-- Opening Marker --

PR #878, opened 2023-09-20
Ensure linting specs are using upper-bound selections

benmandrew:
The `(lint-doc)` spec on [ocurrent/clarke](https://github.com/ocurrent/clarke) was failing due to it using a lower-bound selection reserved for the `(lower-bound)`  spec. This PR filters out lower-bound selections from the list of candidates.


moyodiallo (approved):
LGTM 👍

PR #3263, opened 2018-11-09
Replace Graphene view with a custom one

### LINKED ISSUE #3256: Implement own GraphQLView with query batching feature
To be able to combine multiple queries into one request.

Add own view instead or relying on django-graphene's GraphQLView.

Django-graphene is able to resolve multiple queries coming from one request, but requires requests to always contain list of queries. This is unacceptable as it requires API consumer to always send list of queries, even if one does not use query batching feature. Also, it disables GraphiQL.

### Additional feature
If we are going to implement described view, I'd propose to drop GraphiQL and use GraphQL Playgrond
https://github.com/prisma/graphql-playground
as it provides support for custom headers, meaning that user would be able to test auth-protected queries and mutations.

patrys:
Custom view replaces GraphiQL with Playground, adds query batching in parallel to supporting unbatched queries and defaults to accepting all CORS origins.

Fixes #3256 

TODO:
* [x] Tests (help wanted)

### Pull Request Checklist


saleor/graphql/file_upload/views.py
```diff
@@ -1,58 +1,177 @@
...
+            data = self.parse_body(request)
+        except ValueError as e:
+            return HttpResponseBadRequest(
+                content_type='application/json',
+                content=json.dumps({
+                    'errors': [self.format_error('Unable to parse query.')]}))
+        if isinstance(data, list):
+            responses = [self.get_response(request, entry) for entry in data]
+            result = [response for response, code in responses]
+            status_code = max((code for response, code in responses),
```
NyanKiyoshi: Shouldn't you add a blank line after `max(`?

saleor/graphql/file_upload/views.py
```diff
@@ -1,58 +1,177 @@
...
+            return request.POST
+        return {}
+
+    def get_response(self, request: HttpRequest, data):
+        query, variables, operation_name = self.get_graphql_params(
+            request, data)
+        execution_result = self.execute_graphql_request(
+            request, data, query, variables, operation_name)
+        status_code = 200
+        if execution_result:
```
NyanKiyoshi: Is this condition ever False?

saleor/graphql/file_upload/views.py
patrys: That's the output of YAPF you're looking at 😄

saleor/graphql/file_upload/views.py
patrys: Not sure, that's the original logic from Django Graphene.

saleor/graphql/file_upload/views.py
```diff
@@ -1,58 +1,170 @@
...
+        try:
+            return document.execute(
+                root=self.get_root_value(request),
+                variables=variables,
+                operation_name=operation_name,
+                context=request,
+                middleware=self.middleware,
+                **extra_options)
+        except Exception as e:
+            return ExecutionResult(errors=[e], invalid=True)
```
NyanKiyoshi: That needs to be checked, but if there is an exception, you may be able to catch it here and log the stacktrace to stderr, instead of an unhelpful error message, if you can take a look, otherwise it's fine.

c.f.: https://github.com/graphql-python/graphql-core/issues/208

PR #3293, opened 2018-11-16
Fix resolving empty attributes list

### LINKED ISSUE #3264: `Attributes` field in product type should not be nullable
To get product's attribute list. 

1. Execute the following query on a product with no attributes
```
{
  product {
    attributes {
      id
    }
  }
}
```

### What I expected to happen
Instead of `null`, `[]` should be returned.

maarcingebala:
Fixes resolving attributes HStore into `SelectedAttribute` objects. Currently, when HStore was not correctly mapped to instances, such a structure might be returned:
```
attributes: [{attribute: null, value: null}]
```

This PR fixes issue be returning an empty `attributes` list instead:
```
attributes: []
```

This is why the product details page breaks for some products in the new dashboard.

Fixes #3264

### Pull Request Checklist


patrys:
Could we also change the schema to mark the fields as mandatory?

dominik-zeglen:
^ This way we'd close https://github.com/mirumee/saleor/issues/3264

maarcingebala:
I've changed the schema as you suggested and regenerated TS types. Haven't touched the components but we should be able now to remove some of the `null` checks related to `SelectedAttribute` type.

PR #3296, opened 2018-11-16
Modals refactor

### LINKED ISSUE #2884: Close modals after confirmation
We need a solution that is able to close modals when API returns no errors. Currently, this is impossible, because modals are integral part of `Page` component, so Apollo Mutations do not have any access to callbacks provided by `Toggle` components.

-- Closing Marker --

# [Task directions]
Would you please restate all of the entries exactly?

# [Response area]
PR #878, opened 2023-09-20
Ensure linting specs are using upper-bound selections

benmandrew:
The `(lint-doc)` spec on [ocurrent/clarke](https://github.com/ocurrent/clarke) was failing due to it using a lower-bound selection reserved for the `(lower-bound)`  spec. This PR filters out lower-bound selections from the list of candidates.


moyodiallo (approved):
LGTM 👍

PR #3263, opened 2018-11-09
Replace Graphene view with a custom one

### LINKED ISSUE #3256: Implement own GraphQLView with query batching feature
To be able to combine multiple queries into one request.

Add own view instead or relying on django-graphene's GraphQLView.

Django-graphene is able to resolve multiple queries coming from one request, but requires requests to always contain list of queries. This is unacceptable as it requires API consumer to always send list of queries, even if one does not use query batching feature. Also, it disables GraphiQL.

### Additional feature
If we are going to implement described view, I'd propose to drop GraphiQL and use GraphQL Playgrond
https://github.com/prisma/graphql-playground
as it provides support for custom headers, meaning that user would be able to test auth-protected queries and mutations.

patrys:
Custom view replaces GraphiQL with Playground, adds query batching in parallel to supporting unbatched queries and defaults to accepting all CORS origins.

Fixes #3256 

TODO:
* [x] Tests (help wanted)

### Pull Request Checklist


saleor/graphql/file_upload/views.py
```diff
@@ -1,58 +1,177 @@
...
+            data = self.parse_body(request)
+        except ValueError as e:
+            return HttpResponseBadRequest(
+                content_type='application/json',
+                content=json.dumps({
+                    'errors': [self.format_error('Unable to parse query.')]}))
+        if isinstance(data, list):
+            responses = [self.get_response(request, entry) for entry in data]
+            result = [response for response, code in responses]
+            status_code = max((code for response, code in responses),
```
NyanKiyoshi: Shouldn't you add a blank line after `max(`?

saleor/graphql/file_upload/views.py
```diff
@@ -1,58 +1,177 @@
...
+            return request.POST
+        return {}
+
+    def get_response(self, request: HttpRequest, data):
+        query, variables, operation_name = self.get_graphql_params(
+            request, data)
+        execution_result = self.execute_graphql_request(
+            request, data, query, variables, operation_name)
+        status_code = 200
+        if execution_result:
```
NyanKiyoshi: Is this condition ever False?

saleor/graphql/file_upload/views.py
patrys: That's the output of YAPF you're looking at 😄

saleor/graphql/file_upload/views.py
patrys: Not sure, that's the original logic from Django Graphene.

saleor/graphql/file_upload/views.py
```diff
@@ -1,58 +1,170 @@
...
+        try:
+            return document.execute(
+                root=self.get_root_value(request),
+                variables=variables,
+                operation_name=operation_name,
+                context=request,
+                middleware=self.middleware,
+                **extra_options)
+        except Exception as e:
+            return ExecutionResult(errors=[e], invalid=True)
```
NyanKiyoshi: That needs to be checked, but if there is an exception, you may be able to catch it here and log the stacktrace to stderr, instead of an unhelpful error message, if you can take a look, otherwise it's fine.

c.f.: https://github.com/graphql-python/graphql-core/issues/208

PR #3293, opened 2018-11-16
Fix resolving empty attributes list

### LINKED ISSUE #3264: `Attributes` field in product type should not be nullable
To get product's attribute list. 

1. Execute the following query on a product with no attributes
```
{
  product {
    attributes {
      id
    }
  }
}
```

### What I expected to happen
Instead of `null`, `[]` should be returned.

maarcingebala:
Fixes resolving attributes HStore into `SelectedAttribute` objects. Currently, when HStore was not correctly mapped to instances, such a structure might be returned:
```
attributes: [{attribute: null, value: null}]
```

This PR fixes issue be returning an empty `attributes` list instead:
```
attributes: []
```

This is why the product details page breaks for some products in the new dashboard.

Fixes #3264

### Pull Request Checklist


patrys:
Could we also change the schema to mark the fields as mandatory?

dominik-zeglen:
^ This way we'd close https://github.com/mirumee/saleor/issues/3264

maarcingebala:
I've changed the schema as you suggested and regenerated TS types. Haven't touched the components but we should be able now to remove some of the `null` checks related to `SelectedAttribute` type.

PR #3296, opened 2018-11-16
Modals refactor

### LINKED ISSUE #2884: Close modals after confirmation
We need a solution that is able to close modals when API returns no errors. Currently, this is impossible, because modals are integral part of `Page` component, so Apollo Mutations do not have any access to callbacks provided by `Toggle` components.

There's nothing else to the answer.